Terkait Revisi Aturan PLTS Atap, Pengusaha Diminta Tak Hanya Pentingkan Bisnis



KONTAN.CO.ID -  JAKARTA. Protes pengusaha atas revisi Peraturan Menteri No. 26/2021 tentang PLTS Atap dinilai hanya berdasarkan kepentingan bisnis semata, tanpa mempedulikan nasib Anggaran Pendapatan dan Belanja Negara (APBN).

Direktur Eksekutif Indonesian Resources Study (IRESS) Marwan Batubara mengatakan, pihaknya membaca beberapa artikel keberatan yang disampaikan oleh para pengusaha PLTS Atap atas penghapusan pasal jual beli listrik dalam aturan PLTS Atap sebelumnya. 

"Mereka hanya mementingkan bisnisnya saja. Padahal jika pasal tersebut tetap ada, negara menanggung beban APBN yang relatif berat,” katanya seperti dikutip Selasa (20/2).   Baca Juga: Semen Indonesia (SMGR) Kian Aktif Mengadopsi EBT di Semua Area Operasinya di Tuban


Lagi pula, ia menilai alasan keberatan yang disampaikan pengusaha-pengusaha itu tidak cukup berdasar. 

“Banyak dari mereka menyampaikan alasan bahwa revisi aturan tersebut akan menyurutkan minat pemasang PLTS Atap hingga memperlambat langkah transisi energi. Ini tidak ada hubungannya. Jauh panggang dari api,” kata Marwan.    Menurut Marwan, pemasang PLTS Atap rata-rata untuk memenuhi kebutuhan rumahan dan tidak untuk berbisnis dengan negara. 

“Alasan yang disampaikan itu sangat jauh. Kecuali, bagi mereka yang ingin berniat menjual listriknya ke negara melalui jaringan dan transmisi milik negara. Itu yang tidak boleh,” tegasnya.
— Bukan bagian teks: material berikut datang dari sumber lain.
PR #10050, opened 2024-04-06
FreqAI pandas futures warnings

robcaulk:
This PR aims to prepare for the 3.0 pandas bump.

### DIFF
--- a/freqtrade/freqai/data_kitchen.py
+++ b/freqtrade/freqai/data_kitchen.py
@@ -24,6 +24,8 @@ from freqtrade.strategy import merge_informative_pair
 from freqtrade.strategy.interface import IStrategy
 
 
+pd.set_option('future.no_silent_downcasting', True)
+
 SECONDS_IN_DAY = 86400
 SECONDS_IN_HOUR = 3600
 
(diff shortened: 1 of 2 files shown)


freqtrade/freqai/data_kitchen.py
```diff
@@ -24,6 +24,8 @@
 from freqtrade.strategy.interface import IStrategy
 
 
+pd.set_option('future.no_silent_downcasting', True)
```
xmatthias, line 27: You sure this should've been commited?

that option itself seems deprecated ... (https://github.com/pandas-dev/pandas/issues/57403) ... or at least the functionality behind this, and i don't think we'll use the functionality (it'd be the `downcast` parameter to functions like fillna).

robcaulk: The .replace that we are fixing, uses the silent downcasting. We added the .infer_object to indicate that we want to keep the old behavior for this function moving forward.

So we are happy with behavior and will be happy when 3.0 rolls around. So this setting means we want to operate in that mode now. Which avoids warnings.

xmatthias (approved):
LGTM :+1:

Baca Juga: Pasar PLTS Tahun Ini Masih Stagnan, Produsen Panel Surya Atur Strategi

Pada revisi aturan yang sudah disetujui Pemerintah paparnya, tetap membolehkan masyarakat memasang PLTS Atap. “Tidak ada larangan. Jadi pasang saja kalau memang berminat menikmati listrik yang dibangkitkan dari solar panel atau yang lebih dikenal sebagai energi baru terbarukan.”

Untuk itu, bagi pemasang PLTS Atap bisa menakar sendiri kebutuhan listriknya agar tidak terbuang sia-sia. “Konsep menakar kebutuhan listrik itu jauh lebih penting karena tidak akan merugikan negara.”

Selain tidak mempedulikan APBN, paparnya, skema jual beli (ekspor-impor) listrik dengan negara itu juga berisiko mengerek tarif listrik. “Karena listrik bercampur dengan listrik yang dibangkitkan oleh negara. Kalau sudah begitu, gimana masyarakat kecil yang selama ini menikmati tarif yang masih disubsidi oleh negara.”

Baca Juga: Penghapusan Pasal Jual Beli PLTS Atap Dinilai Bisa Cegah Kerugian Negara

Untuk itu, Marwan berharap, aturan yang telah disetujui oleh Pemerintah segera diundangkan untuk menggantikan peraturan menteri yang berisiko merugikan negara tersebut. “Ini penting agar negara tidak rugi.”

Selain berbagai masalah-masalah tersebut di atas, kata Marwan, intermintensi atau ketidakandalan cuaca diakui menjadi salah satu kelemahan pembangkitan listrik dari tenaga surya karena pemasang atau pengusaha PLTS atap tidak bisa memastikan durasi paparan matahari sehingga pasokan listrik menjadi tidak andal.